PR #6737, opened 2024-11-12
SALTO-2432: Log the time it takes to process references for type

shir-reifenberg:

---

---
_Release Notes_: 
None

---
_User Notifications_: 
None

### DIFF
--- a/packages/adapter-components/src/references/field_references.ts
+++ b/packages/adapter-components/src/references/field_references.ts
@@ -275,27 +275,37 @@ export const addReferences = async <
   const { elemByElemID, ...fieldLookups } = await indexer.process(awu(contextElements))
 
   const fieldsWithResolvedReferences = new Set<string>()
-  const proccessTimeByType = new Map<string, { time: number; elements: number }>()
-  await awu(instances).forEach(async instance => {
-    const startTime = Date.now()
-    instance.value = await replaceReferenceValues({
-      instance,
-      resolverFinder,
-      elemLookupMaps: fieldLookups as Record<string, multiIndex.Index<[string, string], Element>>,
-      fieldsWithResolvedReferences,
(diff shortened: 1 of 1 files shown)


packages/adapter-components/src/references/field_references.ts
```diff
@@ -283,8 +286,16 @@ export const addReferences = async <
...
+
+    const processTime = Date.now() - startTime
+    const current = proccessTimeByType.get(instance.elemID.typeName) ?? { time: 0, elements: 0 }
+    proccessTimeByType.set(instance.elemID.typeName, {
+      time: current.time + processTime,
+      elements: current.elements + 1,
+    })
   })
   log.debug('added references in the following fields: %s', [...fieldsWithResolvedReferences])
+  log.debug('references processing time by type: %s', inspectValue(proccessTimeByType))
```
netama, line 298: might want to set `maxArrayLength: null` in case there are many types (the default is 100 and I _think_ this also applies to maps), but up to you

also - maybe add a comment linking to the ticket so that we know it can later be removed?

packages/adapter-components/src/references/field_references.ts
```diff
@@ -283,8 +286,16 @@ export const addReferences = async <
       elemByElemID,
       contextStrategyLookup,
     })
+
+    const processTime = Date.now() - startTime
+    const current = proccessTimeByType.get(instance.elemID.typeName) ?? { time: 0, elements: 0 }
+    proccessTimeByType.set(instance.elemID.typeName, {
+      time: current.time + processTime,
+      elements: current.elements + 1,
+    })
```
netama, line 295: wondering if it's worth wrapping in try+catch just to be on the safe side?

netama (approved):
thanks! added very minor nits

PR #6754, opened 2024-11-14
SALTO-6905 Update trigger skill priorities

adfineberg:
Update support for trigger priorities according to https://developer.zendesk.com/documentation/ticketing/using-the-zendesk-api/setting-skill-priority-with-skills-in-trigger-action/

---

---
_Release Notes_: 

---
_User Notifications_: 
_Zendesk Adapter:_
* Trigger skill priorities will change from `optional` to `optional high` as per  https://developer.zendesk.com/documentation/ticketing/using-the-zendesk-api/setting-skill-priority-with-skills-in-trigger-action/


edenhassid (approved):
nice! 🕺

PR #6761, opened 2024-11-17
SALTO-6901: Deprecating extra dependencies optional features

yelly:
This also allows completely removing the v1 implementation.

---

None.

---

_Release Notes_: 
_Salesforce_:
* Removing the v1 extra dependencies filter implementation.

---

_User Notifications_: 
None.


tamtamirr (approved):
LGTM

PR #6767, opened 2024-11-17
SALTO-5289: reduce fieldConfiguration nacl size

shayc331:
_reduce fieldConfiguration nacl size_

---

---
_Release Notes_: 

---
_User Notifications_: 

### DIFF
--- a/packages/jira-adapter/src/adapter.ts
+++ b/packages/jira-adapter/src/adapter.ts
@@ -68,6 +68,7 @@ import fieldConfigurationSplitFilter from './filters/field_configuration/field_c
 import fieldConfigurationItemsFilter from './filters/field_configuration/field_configuration_items'
 import missingFieldDescriptionsFilter from './filters/field_configuration/missing_field_descriptions'
 import fieldConfigurationDependenciesFilter from './filters/field_configuration/field_configuration_dependencies'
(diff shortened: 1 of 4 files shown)


packages/jira-adapter/src/adapter.ts
```diff
@@ -352,6 +353,8 @@ export const DEFAULT_FILTERS = [
   fieldConfigurationIrrelevantFields,
   // Must run after fieldConfigurationIrrelevantFields
   fieldConfigurationSplitFilter,
+  // Must run before replaceFieldConfigurationReferences
+  fieldConfigurationDefaultValuesFilter,
```
shir-reifenberg, line 357: How does this behaves with `fieldConfigurationSplitFilter` ?
I think if you want `removeFieldConfigurationDefaultValues` to work with `splitFieldContextOptions` it needs to be running before `fieldConfigurationSplitFilter` as well 
(and anyway we should verify they both work together / block this case if it doesn't)

kami-delaroz: I believe fieldConfigurationSplitFilter should be removed from the code, it's not in used, and we know it's dangerous to take this approach.

kami-delaroz (approved):

PR #6771, opened 2024-11-17
SALTO-6915: create placeholder types for types with no entries

shir-reifenberg:
types with `dependsOn` were not created when they have no entries, this PR fix this to ensure all we create types for all type level types

---

---
_Release Notes_: 

_Jamf adapter_:
- Fix a bug that might cause merge errors (workspace errors) after deployment of instance of type that doesn't exist 

_Google workspace adapter_:
- Fix a bug that might cause merge errors (workspace errors) after deployment of instance of type that doesn't exist 

_Pager Duty adapter_:
- Fix a bug that might cause merge errors (workspace errors) after deployment of instance of type that doesn't exist 

_Confluence adapter_:
- Fix a bug that might cause merge errors (workspace errors) after deployment of instance of type that doesn't exist 

_Workato adapter_:
- Fix a bug that might cause merge errors (workspace errors) after deployment of instance of type that doesn't exist 

_Microsoft Security adapter_:
- Fix a bug that might cause merge errors (workspace errors) after deployment of instance of type that doesn't exist 

---

_User Notifications_: 
None


netama (approved):
thanks!
re the release notes - we shouldn't write project58 there, can you please add a section for each impacted adapter instead?

packages/adapter-components/src/fetch/element/type_utils.ts
```diff
@@ -379,3 +380,38 @@ export const removeNullValues = ({
...
+  adapterName,
+  definedTypes,
+  defQuery,
+}: {
+  adapterName: string
+  definedTypes: Record<string, ObjectType>
+  defQuery: ElementAndResourceDefFinder<Options>
+}): Record<string, ObjectType> => {
+  const topLevelTypeNames = Object.keys(_.pickBy(defQuery.getAll(), def => def.element?.topLevel?.isTopLevel))
+  const missingTypes = topLevelTypeNames.filter(typeName => definedTypes[typeName] === undefined)
```
netama, line 400: nit: may be best to use 
```suggestion
  const missingTypes = topLevelTypeNames.filter(typeName => !Object.prototype.hasOwnProperty.call(definedTypes, typeName))
```
or alternatively 
```suggestion
  const missingTypes = topLevelTypeNames.filter(typeName => !isElement(definedTypes[typeName]))
```
to avoid failing on types such as `toString` (not very likely to be typenames and not fieldnames, but...)

packages/adapter-components/src/fetch/element/type_utils.ts
```diff
@@ -379,3 +380,38 @@ export const removeNullValues = ({
...
+  if (missingTypes.length > 0) {
+    log.debug('creating empty types for the following types: %s', inspectValue(missingTypes))
```
netama, line 402: nit: since `inspectValue` can truncate, maybe include in the log the number of types / extend `maxArrayLength` ?

netama (approved):
thanks! 🎈

packages/adapter-components/src/fetch/element/type_utils.ts
shir-reifenberg: good point, thanks

PR #6773, opened 2024-11-17
Reduce memory consumption when updating nacl files

dantal4:
In `nacl_files_source.ts` we need the current element IDs in each modified file. Instead of getting them by calling `elements()` that reads and deserialize all of the elements in the nacl file, we can use the `elementsIndex` that holds a mapping between `ElemID` and the files it's in.
This is currently disabled by default and can be enabled with an env var - `SALTO_CREATE_FILENAMES_TO_ELEMENT_IDS_MAPPING`

---

The change in the tests is the addition of `describe.each([false, true])` with the env var's value on all of the tests in each file.

---
_Release Notes_: 
Workspace:
- Reduce memory consumption when updating nacl files (enabled with an env var - `SALTO_CREATE_FILENAMES_TO_ELEMENT_IDS_MAPPING`)

---
_User Notifications_: 
None

### DIFF
--- a/packages/workspace/src/workspace/nacl_files/nacl_files_source.ts
+++ b/packages/workspace/src/workspace/nacl_files/nacl_files_source.ts
@@ -137,6 +137,22 @@ export const toPathHint = (filename: string): string[] => {
   return [...dirPathSplitted, osPath.basename(filename, osPath.extname(filename))]
 }
 
+const createFilenamesToElementIDsMapping = async (
+  currentState: NaclFilesState,
+  naclFilesByName: Record<string, ParsedNaclFile>,
+): Promise<Record<string, ElemID[]>> =>
+  log.timeDebug(
+    async () =>
+      _.mapValues(
+        await awu(currentState.elementsIndex.entries())
+          .flatMap(row => row.value.map(filename => ({ path: row.key, filename })))
+          .filter(row => naclFilesByName[row.filename] !== undefined)
+          .groupBy(row => row.filename),
+        group => group.map(row => ElemID.fromFullName(row.path)),
+      ),
+    'create filenames to element ids mapping from elements index',
+  )
+
 export const getElementReferenced = async (
   element: Element,
 ): Promise<{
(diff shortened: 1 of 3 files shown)


packages/workspace/src/workspace/nacl_files/nacl_files_source.ts
```diff
@@ -137,6 +140,22 @@ export const toPathHint = (filename: string): string[] => {
...
 
+const createFilenamesToElementIDsMapping = async (
+  currentState: NaclFilesState,
+  naclFilesByName: Record<string, ParsedNaclFile>,
+): Promise<Record<string, ElemID[]>> =>
+  log.timeDebug(
+    async () =>
+      _.mapValues(
+        await awu(currentState.elementsIndex.entries())
+          .flatMap(row => row.value.map(filename => ({ path: row.key, filename })))
```
shir-reifenberg, line 151: readability nit:
```suggestion
          .flatMap(({ key, value }) => row.value.map(filename => ({ path: row.key, filename })))
```

packages/workspace/src/workspace/nacl_files/nacl_files_source.ts
```diff
@@ -137,6 +140,22 @@ export const toPathHint = (filename: string): string[] => {
...
+          .filter(row => naclFilesByName[row.filename] !== undefined)
+          .groupBy(row => row.filename),
+        group => group.map(row => ElemID.fromFullName(row.path)),
```
shir-reifenberg, line 154: probably won't make much of a difference, but should we maybe keep those as strings and convert to `ElemID` later ? (i.e `getElementIDsFromNaclFile`)

packages/workspace/src/workspace/nacl_files/nacl_files_source.ts
```diff
@@ -364,6 +383,20 @@ const buildNaclFilesState = async ({
   const relevantElementIDs: ElemID[] = []
   const newElementsToMerge: AsyncIterable<Element>[] = []
 
+  const shouldCreateFilenamesToElementIDsMapping = getSaltoFlagBool(CREATE_FILENAMES_TO_ELEMENT_IDS_MAPPING_FLAG)
```
shir-reifenberg, line 386: can we please log `shouldCreateFilenamesToElementIDsMapping` ?

shir-reifenberg (approved):
Looks great! added mainly nits

PR #6775, opened 2024-11-18
SALTO-6048: Remove adding JWK to exclude list migration

shir-reifenberg:
As part of SALTO-6048, We added migration to migrate all existing envs to have `JWK` type in their exclude list
It has been long enough since, and all active envs are migrated, so it's safe to remove this now

---

---
_Release Notes_: 
None

---
_User Notifications_: 
None


shoshana-houri (approved):
LGTM!

PR #6777, opened 2024-11-18
DOC-191 - Update the CPQ doc to include an example with Internal Id as Salto Id

adamro:
Update the CPQ doc to include an example with Internal Id as Salto Id
---

None

---
_Release Notes_: 
None
---
_User Notifications_: 
None


yelly (approved):
Thanks

PR #6781, opened 2024-11-18
SALTO 6824: Add workspace validate command to the CLI

AlmogMesilaty:
Added workspace validate command to the CLI

---

The CLI output should appear as follows:

Valid workspace:
image

Workspace with errors:
image

Workspace with warnings:
image

---

_Release Notes_:
CLI: 
Users can use the validate command as part of the workspace sub-commands. This command will indicate whether the workspace is valid or, if not, specify the errors or warnings and provide links to their locations.

---
_None_

### DIFF
--- a/packages/cli/src/command_builder.ts
+++ b/packages/cli/src/command_builder.ts
@@ -65,7 +65,7 @@ type CommandInnerDef<T> = {
 
 export type WorkspaceCommandArgs<T> = Omit<DefActionInput<T>, 'workspacePath'> & { workspace: Workspace }
 
-export type WorkspaceCommandAction<T = {}> = (args: WorkspaceCommandArgs<T>) => Promise<CliExitCode>
+export type WorkspaceCommandAction<T> = (args: WorkspaceCommandArgs<T>) => Promise<CliExitCode>
 
 export type WorkspaceCommandDef<T> = {
   properties: CommandOptions<T>
--- a/packages/cli/src/command_builder.ts
+++ b/packages/cli/src/command_builder.ts
@@ -65,7 +65,7 @@ type CommandInnerDef<T> = {
 
 export type WorkspaceCommandArgs<T> = Omit<DefActionInput<T>, 'workspacePath'> & { workspace: Workspace }
 
-export type WorkspaceCommandAction<T> = (args: WorkspaceCommandArgs<T>) => Promise<CliExitCode>
+export type WorkspaceCommandAction<T = {}> = (args: WorkspaceCommandArgs<T>) => Promise<CliExitCode>
 
 export type WorkspaceCommandDef<T> = {
   properties: CommandOptions<T>
--- a/packages/cli/src/commands/workspace.ts
+++ b/packages/cli/src/commands/workspace.ts
@@ -16,8 +16,6 @@ import {
   formatStepStart,
   formatStepFailed,
   formatStepCompleted,
-  error,
-  warn,
 } from '../formatter'
 import { outputLine, errorOutputLine } from '../outputer'
 import Prompts from '../prompts'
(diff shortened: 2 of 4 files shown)


packages/cli/src/commands/workspace.ts
```diff
@@ -201,13 +202,41 @@ const setStateProviderDef = createWorkspaceCommand({
...
+  }
+
+  spinner.succeed('Workspace is valid')
+  return CliExitCode.Success
+}
+
+const wsValidateDef = createWorkspaceCommand({
+  properties: {
+    name: 'validate',
+    description: 'Log the errors on the workspace',
```
Uri-Bar, line 228:
```suggestion
    description: 'Log the workspace errors',
```;'

File: packages/cli/src/command_builder.ts [hunk 2]
```diff
@@ -65,7 +65,7 @@ type CommandInnerDef<T> = {
 
 export type WorkspaceCommandArgs<T> = Omit<DefActionInput<T>, 'workspacePath'> & { workspace: Workspace }
 
-export type WorkspaceCommandAction<T> = (args: WorkspaceCommandArgs<T>) => Promise<CliExitCode>
+export type WorkspaceCommandAction<T = {}> = (args: WorkspaceCommandArgs<T>) => Promise<CliExitCode>
```
Uri-Bar, line 68: dont change it here, check how cacheUpdateAction is dealing with that

packages/cli/test/commands/workspace.test.ts
```diff
@@ -308,4 +317,62 @@ describe('workspace command group', () => {
...
     })
   })
+
+  describe('validate command', () => {
+    const commandName = 'validate'
+    const cliCommandArgs: mocks.MockCommandArgs = mocks.mockCliCommandArgs(commandName, cliArgs)
+    const workspace: mocks.MockWorkspace = mocks.mockWorkspace({})
+
+    describe('when workspace is valid', () => {
+      it('should indicate the workspace is valid', async () => {
```
Uri-Bar, line 327: please add something that validate the Workspace is valid text

packages/cli/test/commands/workspace.test.ts
```diff
@@ -308,4 +317,62 @@ describe('workspace command group', () => {
...
+            errors: [],
+          }),
+        )
+        const result = await wsValidateAction({
+          ...cliCommandArgs,
+          input: {},
+          workspace,
+        })
+        expect(workspaceFunctions.printWorkspaceErrors).not.toHaveBeenCalled()
+        expect(result).toEqual(CliExitCode.Success)
```
Uri-Bar, line 340: I see in all cases we return CliExitCode.Success so there is no need to check them (you can remove it from all the test)

packages/cli/test/commands/workspace.test.ts
Uri-Bar: this relavant to all the tests, we want to see some difference between warning and error, as it has different outcome in the code

packages/cli/test/commands/workspace.test.ts
```diff
@@ -308,4 +317,62 @@ describe('workspace command group', () => {
...
+      })
+    })
```
Uri-Bar, line 342:
```suggestion
    describe('when workspace is valid', () => {
    beforeEach(async () => {
            mockedWorkspaceFunctions.validateWorkspace.mockResolvedValueOnce(
          Promise.resolve({
            status: 'Valid',
            errors: [],
          }),
        )
        await wsValidateAction({
          ...cliCommandArgs,
          input: {},
          workspace,
        })
      }
      it('should indicate the workspace is valid', () => {
        expect(workspaceFunctions.printWorkspaceErrors).not.toHaveBeenCalled()
      })
    })
```

Uri-Bar: This is a best practice to run the logic in a beforeEach/BeforeAll and use the it to only check to only check to outcome.
this relavant to all the describes here, and because we dont want to check the CliExitCode we dont need to save the result

packages/cli/src/commands/workspace.ts
```diff
@@ -201,13 +202,41 @@ const setStateProviderDef = createWorkspaceCommand({
...
+
+  if (status === 'Warning') {
+    spinner.fail(`Workspace has ${errors.length === 1 ? 'a warning' : 'warnings'}:`)
+    await printWorkspaceErrors(status, await formatWorkspaceErrors(workspace, errors), output)
+    return CliExitCode.Success
+  }
+
+  spinner.succeed('Workspace is valid')
+  return CliExitCode.Success
+}
```
Uri-Bar, line 223: I see you return return CliExitCode.Success in all the cases, maybe use switch case when the success is in the default section and after all return the exitCode

Uri-Bar (commented):
looks very good, added few questions

PR #952, opened 2023-02-10
Fix world resync Y position (again)

ruViolence:
Fixed using a wrong variable in https://github.com/GrimAnticheat/Grim/pull/950 which caused empty blocks to appear in some areas.
javaw


AoElite:
I think it's supposed to be `currY | (currChunkY << 4)` actually

MWHunter:
superseded by https://github.com/GrimAnticheat/Grim/blob/2.0/src/main/java/ac/grim/grimac/events/packets/patch/ResyncWorldUtil.java

PR #955, opened 2023-02-20
Fix Fastbreak falses on piston heads for pre 1.15.2

c0dingnoobi:
Full credit for this pr goes to @BerryThDev #887 which fixes Fastbreak falses uppon breaking piston heads.
Berry seems either inactive or has forgotten about his open pr soooo i did one (his pr is not getting merged since it also contains a new feature)


BerryThDev:
Lol all good I never saw the last comment on it so I just was waiting for the pr to be accepted

PR #957, opened 2023-03-02
Properly create BadPacketsM

c0dingnoobi:
The old BadPacketsM checked for HELD_ITEM_CHANGE being called twice in a single tick.
This check reimplements a similar one. It checks if the client has send a PLAYER_BLOCK_PLACEMENT and a PLAYER_DIGGING in the same tick. (order is important)
Has been properly tested on all versions without falses. I have still marked it as experimental to make sure.
Flags some shitty AutoSoups/AutoBlocks.


MachineBreaker:
You could use lengthSquared too

MachineBreaker:
After some testing in a 100on daily server (1.8) i can say this is stable even with some pvp clients

MWHunter:
Only postPredictionCheck in checkManager are called with onPredictionComplete.  The check currently does nothing

c0dingnoobi:
mb :/

PR #958, opened 2023-03-09
Improve isTickingReliablyFor

c0dingnoobi:
By adding this.actualMovement.length() > 0.008 as additional condition we can ensure that the player actually moved

### DIFF
--- a/src/main/java/ac/grim/grimac/player/GrimPlayer.java
+++ b/src/main/java/ac/grim/grimac/player/GrimPlayer.java
@@ -503,6 +503,7 @@ public class GrimPlayer implements GrimUser {
     public boolean isTickingReliablyFor(int ticks) {
         return (getClientVersion().isOlderThan(ClientVersion.V_1_9) 
                 || !uncertaintyHandler.lastPointThree.hasOccurredSince(ticks))
+                && this.actualMovement.lengthSquared() >= 0.000064
                 || compensatedEntities.getSelf().inVehicle();
     }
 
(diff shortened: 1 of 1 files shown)


src/main/java/ac/grim/grimac/player/GrimPlayer.java
```diff
@@ -503,6 +503,7 @@ public ClientVersion getClientVersion() {
     public boolean isTickingReliablyFor(int ticks) {
         return (getClientVersion().isOlderThan(ClientVersion.V_1_9) 
                 || !uncertaintyHandler.lastPointThree.hasOccurredSince(ticks))
+                && this.actualMovement.lengthSquared() >= 0.000064
```
MachineBreaker: Shouldn't be ||?

c0dingnoobi: It should be fine with &&, i just realized another issue.

MWHunter:
I don't see how this accomplishes anything.

uncertaintyHandler.lastPointThree.hasOccurredSince(ticks)

This is true if the player was able to move close to 0 blocks in a tick.  Additionally, inside of vehicles, the player sends the position every tick no matter if they move.

MWHunter:
my guess is that you are using lastPointThree wrong, it's updated after predictions are complete.  You might be calling this before predictions after a flying packet.

c0dingnoobi:
> my guess is that you are using lastPointThree wrong, it's updated after predictions are complete. You might be calling this before predictions after a flying packet.

oka yea as seen in #957 i have been calling it after a flying packet.
closing this pr and probably will modify #957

_____

_How to complete this task_
Nothing but the lines from the first line of the data through the line with "proccessTimeByType = new" should be returned, exactly as they appear, both ends included.

_Solution to this problem_
PR #6737, opened 2024-11-12
SALTO-2432: Log the time it takes to process references for type

shir-reifenberg:

---

---
_Release Notes_: 
None

---
_User Notifications_: 
None

### DIFF
--- a/packages/adapter-components/src/references/field_references.ts
+++ b/packages/adapter-components/src/references/field_references.ts
@@ -275,27 +275,37 @@ export const addReferences = async <
   const { elemByElemID, ...fieldLookups } = await indexer.process(awu(contextElements))
 
   const fieldsWithResolvedReferences = new Set<string>()
-  const proccessTimeByType = new Map<string, { time: number; elements: number }>()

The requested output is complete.